Ahh now a light pops on. See, here in Australia, apart from boxes and wooden frames, pretty much nothing (some limited wax foundation available in other sizes) is available unless it's full depth. I guess that really screws the poll results as applicable to my situation


----------



## Rusty Hills Farm (Mar 24, 2010)

All deeps. They are the most versatile.

Rusty


----------



## Dan P (Oct 29, 2014)

Another bee keeper wants to switch to only shallows. Currently all deeps. How would I help her accomplish this. place empty shallows on bottom?


----------



## Alexander co (Dec 6, 2013)

Well... I started out on 10 Langstroth and horizontal 24 fr Dadant.
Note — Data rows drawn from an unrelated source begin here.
PR #1057, opened 2020-09-04
fix(cart): not all available shipping methods returned by update

griest024:
## PR Checklist

## PR Type

```
[x] Bugfix
[ ] Feature
[ ] Build related changes
[ ] CI related changes
[ ] Other... Please describe:
```

`DaffMagentoCartShippingInformationService#update` only returns the selected shipping method for the available shipping methods.

## What is the new behavior?
`DaffMagentoCartShippingInformationService#update` manually requests the available shipping methods while bypassing the cache after performing the update mutation. This returns all of the available shipping methods.

```
[ ] Yes
[x] No
```

## Other information
This is a Magento specific bug and fix.

### DIFF
--- a/libs/cart/src/drivers/magento/cart-shipping-information.service.spec.ts
+++ b/libs/cart/src/drivers/magento/cart-shipping-information.service.spec.ts
@@ -230,7 +230,7 @@ describe('Driver | Magento | Cart | CartShippingInformationService', () => {
         data: mockSetSelectedShippingMethodResponse
       });
 
-      // set timeout because the requests here are made in serial
+      // set timeout because the requests here are made in series
       setTimeout(() => {
         const listShippingMethodsOp = controller.expectOne(addTypenameToDocument(listShippingMethods([daffMagentoNoopCartFragment])));
 
--- a/libs/cart/src/drivers/magento/cart-shipping-information.service.spec.ts
+++ b/libs/cart/src/drivers/magento/cart-shipping-information.service.spec.ts
@@ -23,11 +23,12 @@ import { MagentoCartShippingMethod } from './models/outputs/cart-shipping-method
 import { DaffMagentoCartTransformer } from './transforms/outputs/cart.service';
 import { MagentoGetSelectedShippingMethodResponse } from './models/responses/get-selected-shipping-method';
 import { MagentoSetSelectedShippingMethodResponse } from './models/responses/set-selected-shipping-method';
-import { getSelectedShippingMethod, setSelectedShippingMethod } from './queries/public_api';
+import { getSelectedShippingMethod, setSelectedShippingMethod, listShippingMethods } from './queries/public_api';
 import { DaffMagentoCartShippingRateTransformer } from './transforms/outputs/cart-shipping-rate.service';
 import { DaffMagentoShippingMethodInputTransformer } from './transforms/inputs/shipping-method.service';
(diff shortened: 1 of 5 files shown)


libs/cart/src/drivers/magento/cart-shipping-information.service.spec.ts
```diff
@@ -212,11 +224,40 @@ describe('Driver | Magento | Cart | CartShippingInformationService', () => {
...
+      });
+
+      // set timeout because the requests here are made in serial
+      setTimeout(() => {
+        const listShippingMethodsOp = controller.expectOne(addTypenameToDocument(listShippingMethods([daffMagentoNoopCartFragment])));
+
+        listShippingMethodsOp.flush({
+          data: mockListCartShippingMethodsResponse
+        });
+        console.log(listShippingMethodsOp);
```
lderrickable, line 259: console.log

libs/cart/src/drivers/magento/cart-shipping-information.service.spec.ts
```diff
@@ -212,11 +224,40 @@ describe('Driver | Magento | Cart | CartShippingInformationService', () => {
...
+      setTimeout(() => {
+        const listShippingMethodsOp = controller.expectOne(addTypenameToDocument(listShippingMethods([daffMagentoNoopCartFragment])));
+
+        listShippingMethodsOp.flush({
+          data: mockListCartShippingMethodsResponse
+        });
+      })
+    });
+
+    it('should manually refetch the shipping methods and force cache bypass', () => {
```
lderrickable, line 243: This test doesn't actually register that there are any expectations, so it counts as a skipped test. Probably because of setTimeout

griest024: Its because the actual checking happens in `afterEach`. Unfortunately there's not really a good way to check that the request bypasses the cache so I removed that spec since its not doing anything more than the other one.

libs/cart/src/drivers/magento/cart-shipping-information.service.spec.ts
griest024: good catch, removed

libs/cart/src/drivers/magento/queries/list-shipping-methods.ts
```diff
@@ -8,6 +8,7 @@ import { availableShippingMethodFragment } from './fragments/public_api';
 export const listShippingMethods = (extraCartFragments: DocumentNode[] = []) => gql`
   query ListShippingMethods($cartId: String!) {
     cart(cart_id: $cartId) {
+      id
```
lderrickable, line 11: just curious. Why was the id added to the query?

libs/cart/src/drivers/magento/cart-shipping-information.service.spec.ts
lderrickable: that's fine with me

libs/cart/src/drivers/magento/queries/list-shipping-methods.ts
griest024: Apollo would refuse to write the query result to the store without an ID. I'm not sure why it doesn't do this under any other circumstances.

lderrickable (approved):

After 7 years i changed for 10 Dadant and shallows. After others 5 years i started 8 Lang . Now i started over Farrar. Now in my beeyard they are 5 beehives tipes. This year i try to put the old Dadant on fire, for a barbecue. Much time i worked on 8. But i am so sorry for i had the ideea of 8. The main shortcoming is the swarming tendency, because of the air bad flowing. If you are healthy and strong , the best are Lang 10.


----------



## SB-Russ (Apr 10, 2015)

From everything I've read so far, I'm pretty much set on 8 frame, unless I go shallow or half. You guys are swaying me towards medium, but I'm still weighing up my availability options from the various suppliers. Someone in another thread said full frames don't fit in two half size boxes, but I'm not sure why?

I can see though that I'll still end up with some deeps along the way, just for interchangeability with other beekeepers. The trick will be figuring out a viable method of easily transitioning between whatever size I choose, and full depth gear, without extended transition times or some wierd Tower of Hanoi puzzle to get it done.


----------